*Aim of the task*. Precise copying is required. Return the data below in full.

*Data to process*.
PR #1427, opened 2024-07-04
fix: FORMS-1140 run zap on dev

WalterMoar:
# Description

The OWASP ZAP Scan stopped running when we changed the CI/CD pipeline away from the "feature branch" way of doing things. As part of our STRA SoAR we need to run the scan and handle any problems that are identified.

The scan was previously set up as a reusable workflow and is working for PR scans. This PR is to also scan dev after deployment, which is what we had for the old scans.

> Note: GitHub Actions are tricky to test, but this should work. Perhaps best to not merge it until I'm available to deal with problems?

*Result of this exercise*.
PR #1427, opened 2024-07-04
fix: FORMS-1140 run zap on dev

WalterMoar:
# Description

The OWASP ZAP Scan stopped running when we changed the CI/CD pipeline away from the "feature branch" way of doing things. As part of our STRA SoAR we need to run the scan and handle any problems that are identified.

The scan was previously set up as a reusable workflow and is working for PR scans. This PR is to also scan dev after deployment, which is what we had for the old scans.

> Note: GitHub Actions are tricky to test, but this should work. Perhaps best to not merge it until I'm available to deal with problems?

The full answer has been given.